Key takeaways
- Google AI Mode doesn't rank pages the same way traditional search does — it extracts answers from content it trusts, so your writing needs to be structured for extraction, not just ranking.
- Prompt research is the new keyword research: you need to know what questions AI engines are answering (and for whom) before you write a single word.
- Content gap analysis — finding prompts where competitors appear but you don't — is the fastest path to AI visibility gains.
- Publishing is only half the job. Tracking which pages get cited, by which models, and how often is what separates a strategy from a guess.
- The full cycle is: find gaps → create targeted content → measure citations and traffic.
Why Google AI Mode changes everything
Google AI Mode, which rolled out more broadly through 2025 and got a significant agent-focused upgrade at I/O 2026, doesn't just show you links anymore. It synthesizes answers from multiple sources and presents them directly in the interface. For users, that's convenient. For content teams, it means a page can sit at position one in traditional search and still be completely invisible in AI Mode if it's not structured the right way.
The shift is real. According to SparkToro's 2026 research, there's less than a 1-in-100 chance the same brand list appears twice across 100 ChatGPT runs. AI engines are inconsistent, probabilistic, and they pull from a much wider pool of sources than just your own site. Only 23% of branded-query AI citations come from a brand's own website — the other 77% comes from reviews, forums, editorial coverage, and third-party content.
That's not a reason to panic. It's a reason to build a strategy that accounts for all of it.
This guide walks you through that strategy from scratch: how to do prompt research, identify content gaps, create articles that AI engines actually cite, and track whether any of it is working.
Step 1: Understand how Google AI Mode selects sources
Before you write anything, you need to understand what you're optimizing for.
Google AI Mode (and AI Overviews, which feeds into it) favors content that:
- Gives a direct, self-contained answer in the first two to three sentences
- Uses clear headings that match the structure of a question
- Includes specific data, examples, and named sources rather than vague generalizations
- Lives on a site that has demonstrated topical authority over time
- Is fast, accessible, and free of technical crawl issues
The key mental shift: you're writing for extraction, not ranking. An LLM lifts a sentence or paragraph out of your page and uses it in a synthesized answer. That sentence needs to make sense without the surrounding context. If your content only works when read top to bottom, it won't get cited.

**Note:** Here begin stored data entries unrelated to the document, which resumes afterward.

PR #2253, opened 2026-09-17
linuxdvb/ddci: add multi-transponder CAM decryption support

VizDock:
## Summary

Implement multi-transponder decryption (MTD) for LinuxDVB DDCI devices, allowing a multi-service CAM to decrypt services from multiple DVB muxes concurrently through a single physical CI interface.

The implementation uses per-mux virtual transport-stream namespaces for CAM-facing PID and service identifiers while retaining one physical DDCI transport. Services from the same source mux share an MTD context.

## Problem

DDCI provides a single physical transport path to the CAM. When services from independent muxes are sent through that path, their PID and service-ID namespaces may overlap, and their PSI/SI and conditional-access signalling cannot simply be combined unchanged.

This prevents reliable multi-mux operation even when the CAM itself supports multiple simultaneous programs.

MTD provides an isolated virtual namespace for each active mux while multiplexing those namespaces through the physical DDCI interface.

## Implementation

The implementation includes:

- **Per-mux MTD contexts.** Services belonging to the same source mux share a context rather than consuming independent virtual namespaces.

- **PID virtualization.** CAM-visible PIDs are allocated within the context namespace while Tvheadend continues to use the original broadcast PIDs for service/component and CA-descriptor matching.

- **Service-ID virtualization.** CA-PMT program numbers are mapped independently from PID mappings.

- **CA-PMT mapping during serialization.** ES PIDs, CA descriptor PIDs and service IDs are translated while the CA-PMT is built, so ADD/UPDATE/DELETE operations use the same virtual namespace.

- **Mux-wide CAM PID ownership.** CAM-facing PID ownership is maintained across all active services sharing a mux context.

- **CAM return routing.** Packets returned by the CAM are resolved through the MTD namespace and translated back to their original PID before delivery to the appropriate mux.

- **CAT/EMM handling.** Each active context parses its source CAT and maps the required EMM PIDs. A single synthesized CAT is sent on the physical CAM transport containing the combined active CA descriptors, while EMM traffic from all active contexts can be forwarded.

- **PSI/SI isolation.** Source PSI/SI that would expose conflicting original mux identifiers is not forwarded directly into the combined CAM transport.

- **Initial EIT injection.** A small mapped present/following EIT is generated during service startup for CAMs that require service information during program activation.

- **Context-aware DDCI scheduling.** Native traffic and per-context queues share the physical CAM input without allowing one virtual context to monopolize it.

- **MTD namespace lifecycle management.** Released namespaces are quarantined briefly before reuse, and their PID allocator state is advanced across reuse to avoid immediately recycling the same CAM-visible identities.

- **DDCI EMM demux integration.** CAT-discovered EMM PIDs can reach the DDCI path even though they are not normal elementary-stream components.

- **Service-limit handling and DDCI lifecycle cleanup** required for repeated context creation/destruction and multi-service operation.

## Limits and configuration

The implementation provides up to **31 simultaneous MTD mux namespaces**.

This is a mux-context limit, not a 31-channel limit. Multiple services from the same DVB mux share one MTD namespace.

The number of services that may be assigned to the CAM is additionally controlled by Tvheadend's configured CAM **Service limit**. This should be configured according to the capabilities of the installed CAM.

The practical number of simultaneously decrypted services is hardware-dependent. CAMs and CI interfaces may impose independent limits on:

- simultaneous programs;
- simultaneous CA/ECM/EMM and elementary-stream PIDs;
- aggregate transport-stream throughput;
- CI interface throughput.

The 31-context namespace capacity therefore does not imply that a particular CAM can decrypt 31 services simultaneously.

Physical tuner availability is independent of the MTD namespace limit. Starting a service on an additional mux still requires an available input capable of receiving that mux.

## Testing

Testing was performed with a professional multi-service CI CAM intended for concurrent service decryption.

The final implementation was tested with:

- **7 simultaneous encrypted services**
- **4 independent DVB muxes because testing tuner was Digital Devices Max M4 with 4 tuners**
- multiple services sharing one mux context
- repeated service stop/start
- complete MTD context destruction and recreation
- reuse of released MTD namespaces
- mixed HTSP and HTTP clients
- physical tuner exhaustion followed by returning to an already active mux

A same-mux multi-service control test was also performed without MTD to verify that the CAM/CI hardware could decrypt multiple concurrent programs independently of the MTD implementation.

During the final fresh-build test, all seven encrypted services operated concurrently across four muxes. Services were repeatedly removed and re-added, and MTD contexts were destroyed and recreated without progressive degradation.

A request requiring an additional physical tuner correctly failed when all tuners were occupied. Returning immediately to a service on an already active mux succeeded without disturbing the existing MTD contexts.

No failed decrypt activation requiring a retry and no progressive degradation were observed during the final test.

## Build validation

The final change was applied to a clean Tvheadend tree and validated with:

- successful `git apply --check`
- successful build
- clean `git diff --check`
- runtime multi-mux/multi-service testing described above

The change is limited to the existing DVB-CAM, EN50221, LinuxDVB/DDCI and MPEG-TS demux paths.


VizDock:
@Flole998 Since you previously showed interest in multi-transponder DDCI support, I'd appreciate it if you could take a look at this PR when you have time. I hope I'm not pushy with this. The implementation has been tested with multiple encrypted services across four independent muxes, and the current Sonar Quality Gate passes.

One practical implication: every section of your article should open with an answer-first statement. Don't bury the lead. State the conclusion, then explain it.
Step 2: Do prompt research (not just keyword research)
Traditional keyword research asks "what are people searching for?" Prompt research asks "what are people asking AI engines, and what answers are those engines giving?"
These are related but not identical. A keyword like "best CRM for small business" becomes a dozen different prompts in AI search: "What CRM should I use if I have a team of five?", "Compare HubSpot and Pipedrive for a startup", "What do people on Reddit say about Salesforce for small teams?" Each of these prompts may surface different sources, different competitors, and different content formats.
How to identify the right prompts
Start with your core topics and expand them into natural-language questions. Think about:
- What would a real customer type into ChatGPT or Perplexity?
- What follow-up questions would they ask after the first answer?
- What comparisons, alternatives, and "best for X" queries exist in your space?
Tools like AlsoAsked and AnswerThePublic are useful for surfacing related questions from traditional search — these often translate directly into AI prompts.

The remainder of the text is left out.